Released December 7, 1979, this was the first rap song issued on a major label. Kurtis Blow recorded it with the help of producers Robert Ford and J.B. Moore. They took it to Mercury Records, who signed Kurtis to a two-single deal, under the condition that if both singles were successful, he would get an album deal. “Christmas Rappin'” was the first single, and it did very well, selling about 400,000 copies and proving there was a viable market for the upstart genre. The second single was “The Breaks,” which became the first rap song certified Gold for selling over 500,000 copies. Kurtis got the album deal and became the first rapper signed to a major label.
Like many early rap songs, this one doesn’t have a chorus, which means it also doesn’t have an obvious title. In many of these songs, the word “rap” was incorporated into the title (see: “Rapper’s Delight”), and in this case, “Christmas Rappin'” made for a clever play on the phrase “Christmas Wrapping.” Two years later The Waitresses released a song with that title as a play on Kurtis’ song.
This was the first successful Christmas rap song. It tells the story of Santa dropping in at a house party and joining in the fun.
In our interview with Kurtis Blow, he explained: “J.B. Moore wrote the first half of the song, the Christmas part.
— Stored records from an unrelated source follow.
PR #5582, opened 2025-04-23
Feature: Modernize developer workflow.

Stackout:
Modernize Developer Workflow with Docker-Based Dev Mode
This PR improves the development experience by allowing contributors to run Zammad entirely within Docker—no need to install Ruby, Node, pnpm, or other tools on the host machine.

✅ What’s included

- Adds conditional installation of dev-only tools (pnpm, forego, golang, etc.) when RAILS_ENV=development.
- Preserves the small image size for production.
- Ensures full frontend + backend development is possible from within a single container.
- Automatically runs pnpm install on container startup to support the Vite dev server.
- Allows Vite to bind to 0.0.0.0 via ZAMMAD_BIND_IP so it's accessible externally.

🤝 Why this is useful

- No local setup is needed—just clone and run ./dev.sh.
- Great for contributors who prefer isolated dev environments.
- More consistent onboarding and testing experience.

🙏 Request for feedback
I tried to keep things clean, minimal and consistent, but I may be missing something. Please let me know if there are better places to hook this in or any conventions I should align with.

Thanks!

### DIFF
--- a/.dev/.env.dist
+++ b/.dev/.env.dist
@@ -1,0 +1,27 @@
+RAILS_ENV=development
+REDIS_URL=redis://localhost:6379
+
+# Zammad configuration.
+
+ZAMMAD_BIND_IP=0.0.0.0
+DB_ADAPTER=postgresql
+DB_PASSWORD=zammad
+REDIS_URL=redis://redis:6379
+ELASTICSEARCH_URL=http://elasticsearch:9200
+DB_ADAPTER=postgresql
+DB_HOST=zammad-postgresql
+DB_NAME=zammad
+DB_USER=zammad
+DB_PASSWORD=zammad
+
+# PostgreSQL configuration.
+
+POSTGRESQL_PASS=zammad
+POSTGRESQL_USER=zammad
+POSTGRESQL_HOST=zammad-postgresql
+POSTGRESQL_PORT=5432
+POSTGRESQL_DB=zammad
+POSTGRESQL_OPTIONS=
+
+# Elasticsearch configuration.
+ELASTICSEARCH_HOST=elasticsearch
--- a/.dev/docker-compose.yml
+++ b/.dev/docker-compose.yml
@@ -1,0 +1,65 @@
+services:
+  zammad-postgresql:
+    image: postgres:17
+    environment:
+      POSTGRES_USER: zammad
+      POSTGRES_PASSWORD: zammad
+      POSTGRES_DB: zammad
+    volumes:
+      - zammad_pg_data:/var/lib/postgresql/data
+    ports:
+      - '5432:5432'
+
+  redis:
+    image: redis:7
+    volumes:
+      - zammad_redis_data:/data
+    ports:
+      - '6379:6379'
+
+  zammad-elasticsearch:
+    image: docker.elastic.co/elasticsearch/elasticsearch:7.17.6
+    environment:
+      - discovery.type=single-node
+      - ES_JAVA_OPTS=-Xms1g -Xmx1g
+    ulimits:
+      memlock:
+        soft: -1
+        hard: -1
+    mem_limit: 2g
+    ports:
+      - '9200:9200'
+    volumes:
+      - zammad_elasticsearch_data:/usr/share/elasticsearch/data
+      - ./es-plugins.sh:/usr/share/elasticsearch/plugins_install.sh
+    entrypoint: ["/bin/bash", "-c", "/usr/share/elasticsearch/plugins_install.sh && /usr/local/bin/docker-entrypoint.sh"]
+
+  zammad:
+    image: zammad-dev:latest
+    command: pnpm run dev
+    healthcheck:
+      test: ["CMD-SHELL", "curl -fs http://localhost:3000 || exit 1"]
+      interval: 10s
+      timeout: 5s
+      retries: 5
+    build:
+      context: ..
+      args:
+        COMMIT_SHA: ${COMMIT_SHA:-dev}
+        RAILS_ENV: "development"
+    depends_on:
+      - zammad-postgresql
+      - redis
+      - zammad-elasticsearch
+    env_file: .env
+    ports:
+      - '3000:3000'
+      - '6042:6042'
+      - '3036:3036'
+    volumes:
+      - ..:/opt/zammad
+
+volumes:
+  zammad_pg_data:
+  zammad_redis_data:
+  zammad_elasticsearch_data:
--- a/.dev/es-plugins.sh
+++ b/.dev/es-plugins.sh
@@ -1,0 +1,16 @@
+#!/bin/bash
+set -e
+
+PLUGINS=(
+  "ingest-attachment"
+  # Add more here if needed in future
+)
+
+for plugin in "${PLUGINS[@]}"; do
+  if ! elasticsearch-plugin list | grep -q "$plugin"; then
+    echo "Installing plugin: $plugin"
+    elasticsearch-plugin install --batch "$plugin"
+  else
+    echo "Plugin already installed: $plugin"
+  fi
+done
--- a/Dockerfile
+++ b/Dockerfile
@@ -21,7 +21,8 @@ RUN contrib/docker/setup.sh builder
 FROM ruby:3.3.8-slim-bookworm
 ARG DEBIAN_FRONTEND=noninteractive
 ARG ZAMMAD_USER=zammad
-ENV RAILS_ENV=production
+ARG RAILS_ENV=production
+ENV RAILS_ENV=${RAILS_ENV}
 ENV RAILS_LOG_TO_STDOUT=true
 ENV ZAMMAD_DIR=/opt/zammad
 
@@ -30,6 +31,26 @@ COPY --from=builder ${ZAMMAD_DIR} .
 COPY --from=builder /usr/local/bundle /usr/local/bundle
 COPY --from=builder ${ZAMMAD_DIR}/contrib/docker/docker-entrypoint.sh /
 RUN contrib/docker/setup.sh runner
+
+RUN if [ "$RAILS_ENV" = "development" ]; then \
+  apt-get update && \
+  apt-get install -y --no-install-recommends \
+    nodejs \
+    npm \
+    curl \
+    ca-certificates \
+    git \
+    golang && \
+  npm install -g corepack && \
+  corepack enable && \
+  corepack prepare pnpm@10.9.0 --activate && \
+  mkdir -p /tmp/go/src/github.com/ddollar && \
+  git clone https://github.com/ddollar/forego.git /tmp/go/src/github.com/ddollar/forego && \
+  cd /tmp/go/src/github.com/ddollar/forego && \
+  GOPATH=/tmp/go GO111MODULE=off go build -o /usr/local/bin/forego && \
+  chmod +x /usr/local/bin/forego && \
+  rm -rf /tmp/go /var/lib/apt/lists/*; \
+fi
 
 USER zammad:zammad
 ENTRYPOINT ["/docker-entrypoint.sh"]
--- a/dev.sh
+++ b/dev.sh
@@ -1,0 +1,25 @@
+#!/bin/bash
+
+set -euo pipefail
+
+PROJECT_NAME=zammad-dev
+COMPOSE_FILE=".dev/docker-compose.yml"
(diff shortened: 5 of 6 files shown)


contrib/docker/docker-entrypoint.sh
```diff
@@ -49,6 +49,8 @@ function check_zammad_ready {
 
 # zammad init
 if [ "$1" = 'zammad-init' ]; then
+  echo "📡 DATABASE_URL: $DATABASE_URL"
```
Stackout: I'll remove this I had this in here for debugging purposes.

dev.sh
```diff
@@ -0,0 +1,29 @@
...
+done
+
+echo "🔧 Building and starting containers..."
+COMMIT_SHA=$(git rev-parse HEAD) RAILS_ENV=development docker-compose up -d --remove-orphans --build
+
+echo "⚙️  Running one-shot DB initializer..."
+docker compose run --rm zammad zammad-init
+
+echo "✅ Zammad is running at: http://localhost:3000"
+echo "🧠 Default login: admin@example.com / test"
```
Stackout: I'll also remove this bit here, I made an assumption initially writing this that wasn't true.

es-plugins.sh
```diff
@@ -0,0 +1,16 @@
+#!/bin/bash
+set -e
+
+PLUGINS=(
+  "ingest-attachment"
```
Stackout: I had a problem running this via docker initially, so I felt adding an es-plugins.sh was a good hook to setup the plugins.

Stackout:
I will keep this as a single commit with zero noise, and ensure the commit is atomic and stands on its own. Thanks for considering this PR!

dominikklein:
@mgruner @dvuckovic Any thoughts?

mgruner (changes requested):
@Stackout thanks a lot for your proposal. Looks very promising! Before we look at further details, I would ask if we can move all new files to a dedicated subdirectory like `.dev/docker` or similar, to keep the codebase clean and not confuse people with a development focused `docker-compose.yml`.

Stackout:
@mgruner Thanks for the feedback! I’ve moved all development-related files into .dev/docker as requested to keep the root clean. I did keep dev.sh at the root to preserve the ease-of-use for developers — just clone and run. Let me know if you'd prefer that moved as well.

.dev/.env.dist
```diff
@@ -0,0 +1,27 @@
+RAILS_ENV=development
+REDIS_URL=redis://localhost:6379
```
mgruner, line 2: Duplicate, see below

.dev/.env.dist
```diff
@@ -0,0 +1,27 @@
...
+
+POSTGRESQL_PASS=zammad
+POSTGRESQL_USER=zammad
+POSTGRESQL_HOST=zammad-postgresql
+POSTGRESQL_PORT=5432
+POSTGRESQL_DB=zammad
+POSTGRESQL_OPTIONS=
+
+# Elasticsearch configuration.
+ELASTICSEARCH_HOST=elasticsearch
```
mgruner, line 27: Should this be zammad-elasticsearch?

.dev/docker-compose.yml
```diff
@@ -0,0 +1,65 @@
...
+    environment:
+      POSTGRES_USER: zammad
+      POSTGRES_PASSWORD: zammad
+      POSTGRES_DB: zammad
+    volumes:
+      - zammad_pg_data:/var/lib/postgresql/data
+    ports:
+      - '5432:5432'
+
+  redis:
```
mgruner, line 13: Let's call this `zammad-redis` to synchronize the service names with https://github.com/zammad/zammad-docker-compose/blob/master/docker-compose.yml

.dev/docker-compose.yml
```diff
@@ -0,0 +1,65 @@
...
+    image: redis:7
+    volumes:
+      - zammad_redis_data:/data
+    ports:
+      - '6379:6379'
+
+  zammad-elasticsearch:
+    image: docker.elastic.co/elasticsearch/elasticsearch:7.17.6
```
mgruner, line 21: Let's use the same image as in https://github.com/zammad/zammad-docker-compose/blob/master/docker-compose.yml here, please. Then we should also not need the plugin install script any more, AFAIR.

.dev/docker-compose.yml
```diff
@@ -0,0 +1,65 @@
...
+    ports:
+      - '9200:9200'
+    volumes:
+      - zammad_elasticsearch_data:/usr/share/elasticsearch/data
+      - ./es-plugins.sh:/usr/share/elasticsearch/plugins_install.sh
+    entrypoint: ["/bin/bash", "-c", "/usr/share/elasticsearch/plugins_install.sh && /usr/local/bin/docker-entrypoint.sh"]
+
+  zammad:
+    image: zammad-dev:latest
+    command: pnpm run dev
```
mgruner, line 39: I run this on an arm Mac. It mounts my node_modules from the host, and then vite keeps erroring out:

```plain
forego      | starting vite.1 on port 7100
vite.1      | /opt/zammad/node_modules/.pnpm/rollup@4.36.0/node_modules/rollup/dist/native.js:64
vite.1      | 		throw new Error(
vite.1      | 		      ^
vite.1      | 
vite.1      | Error: Cannot find module @rollup/rollup-linux-arm64-gnu. npm has a bug related to optional dependencies (https://github.com/npm/cli/issues/4828). Please try `npm i` again after removing both package-lock.json and node_modules directory.
vite.1      |     at requireWithFriendlyError (/opt/zammad/node_modules/.pnpm/rollup@4.36.0/node_modules/rollup/dist/native.js:64:9)
vite.1      |     at Object.<anonymous> (/opt/zammad/node_modules/.pnpm/rollup@4.36.0/node_modules/rollup/dist/native.js:73:76)
```

.dev/docker-compose.yml
```diff
@@ -0,0 +1,65 @@
...
+      - '3000:3000'
+      - '6042:6042'
+      - '3036:3036'
+    volumes:
+      - ..:/opt/zammad
+
+volumes:
+  zammad_pg_data:
+  zammad_redis_data:
+  zammad_elasticsearch_data:
```
mgruner, line 65: Let's align the volume names with https://github.com/zammad/zammad-docker-compose/blob/master/docker-compose.yml, please. There is no `zammad` prefix needed, as they are prefixed with the stack name.

.dev/docker-compose.yml
```diff
@@ -0,0 +1,65 @@
+services:
```
mgruner, line 1: Perhaps it would be useful to also add the stack name here, and make it configurable via `.env`. Otherwise it will be `dev` now always, due to the folder name.

.dev/.env.dist
```diff
@@ -0,0 +1,27 @@
+RAILS_ENV=development
```
mgruner, line 1: Can we move the files to `.dev/docker/` perhaps? That may be easier to identify.

.dev/es-plugins.sh
```diff
@@ -0,0 +1,16 @@
+#!/bin/bash
```
mgruner, line 1: IIRC we can drop this after switching to ES 8.

Dockerfile
```diff
@@ -31,6 +32,26 @@ COPY --from=builder /usr/local/bundle /usr/local/bundle
 COPY --from=builder ${ZAMMAD_DIR}/contrib/docker/docker-entrypoint.sh /
 RUN contrib/docker/setup.sh runner
 
+RUN if [ "$RAILS_ENV" = "development" ]; then \
+  apt-get update && \
```
mgruner, line 36: Let's perhaps move this to a script in `.dev/docker` as well, to keep this file shorter.

dev.sh
```diff
@@ -0,0 +1,25 @@
...
+fi
+
+echo "🧹 Removing previous containers..."
+docker-compose -f "$COMPOSE_FILE" down --volumes --remove-orphans || true
+
+echo "🔧 Building and starting containers..."
+COMMIT_SHA=$(git rev-parse HEAD) RAILS_ENV=development docker-compose -f "$COMPOSE_FILE" up -d --remove-orphans
+
+echo "⚙️  Running one-shot DB initializer..."
+docker compose -f "$COMPOSE_FILE" run --rm zammad zammad-init
```
mgruner, line 23: This does run the DB init for me, but then hangs with `zammad-init waiting for elasticsearch server to be ready…` repeating forever - maybe because of wrong hostname (see .env)?

dev.sh
```diff
@@ -0,0 +1,25 @@
+#!/bin/bash
```
mgruner, line 1: Would be good to also move this to `.dev/docker/`. We can document all this in the developer manual `doc/`.

mgruner (changes requested):
@Stackout again, thanks for your proposal! I tried it the first time, and sent you some first feedback. There might be more in future as we go deeper into the details.

At this point I cannot give you a guarantee that this will get merged. I will present it to my colleagues and ask for their feedback as well, to understand if this is a direction the team wants to take. But so far it does look promising to me!

Dockerfile
mgruner: There should probably be at least `./dev/docker/start.sh` and `stop.sh` as well. Maybe also a `restart.sh` or a `rebuild.sh`, but those could also be added in a follow-up step, if they are needed (eg. to run after dependency update).

dev.sh
```diff
@@ -0,0 +1,25 @@
...
+
+set -euo pipefail
+
+PROJECT_NAME=zammad-dev
```
mgruner, line 5: Unused? Maybe you wanted to use this as stack name? Then perhaps move it to .env?

.dev/docker-compose.yml
Stackout: Thank you! I'll work on getting this building on my arm Mac as well. I only tested on Linux.

.dev/.env.dist
Stackout: Sure thing!

dev.sh
Stackout: Yeah, I'll remove this. No problem!

dev.sh
Stackout: For sure, I liked the ease of use having it in the root to just get everything running. I came back to running it today and had an issue with PIDs, even on a fresh reboot.

.dev/docker-compose.yml
Stackout: I'm new to Zammad, so I apologize I should've seen this zammad-docker repo and aligned everything that you've done there first. Thank you so much for the feedback!

dev.sh
Stackout: I'm going to pull this over to my ARM Mac and get it building there. Most folks are probably not using Ubuntu/linux for dev work. I just happened to be working on my Linux box. I'll make some updates over the weekend. No worries if this doesn’t make it in—this has already been super helpful for avoiding local dependency installs. Definitely a cross platform bug. here.

mgruner: Colleages have signalled interest in this. There are already some private solutions, so your PR could finally be a starting point for an official, shared solution that we can improve together, step by step.

.dev/.env.dist
mgruner, line 27: Perhaps another thought about this .env file. I'm not sure if it is really needed, as everything is really internal to the stack.
Another idea might be to move these settings to a shared, static definition in the .yml file like we do in zammad-docker-compose which is used by the services. Perhaps at least for those settings where a modification does not make sense (such as ES hostname). But perhaps for all?
Having the ability to pass in custom stuff for the local developer's stack in addition to that might still be a good idea.
Just an idea, though.

Stackout: Got it! I'll go back and review your zammad-docker repo and follow prior art there. I'm working on adding a feature to Zammad and did this work so I could get it up and running and tear it down when I don't need it since I'm usually in 50+ repos at a time, Docker is a saving grace for development 🙏

mgruner:
Hey @Stackout. We managed to add a first, basic level of support for devcontainer in https://github.com/zammad/zammad/commit/9ebdbc20c594e61415ba0d8b977969d6ad063e40. I guess this will be the way forward when optimizing dev workflow in future. Please feel free to try this out, and collaborate on this basis if you see room for improvement.

Thanks for your work on this, and for nudging us in this direction.

@dominikklein FYI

I did all of the party part, the second half of the song. I wrote all of that on a train ride down to the studio around Christmas time.”
Unlike many rap songs, this one contains no samples. J.B. Moore and Robert Ford put the track together using live musicians. The music is very disco-influenced and similar to what group Chic was doing.
This song stays true to the spirit of Christmas in that while Santa drops off significant swag, Kurtis closes by explaining what’s really important:
Money could never ever buy the feeling
The one that comes from not concealing
The way you you feel about your friends
And this is how the story ends
Every Christmas, this would sell more copies. After eight years, it went gold.
The R&B group Next interpolated a piece of this at the beginning of their song “Too Close,” earning the “Christmas Rappin'” writers credits on the track. This turned out to be very lucrative, as “Too Close” became a huge hit in 1998, going to #1 in the US for five weeks.
The song starts with a reading of the 1822 poem A Visit from St. Nicholas (“The Night Before Christmas”), with Kurtis interrupting the tale to deliver his own story.
The 12″ single runs 8:11, but the 7″ single and radio edit are a more compact 3:58.
The part where Kurtis interrupts the poem by saying “Hold it now!” was sampled by the Beastie Boys on their 1986 song “Hold It Now, Hit It.”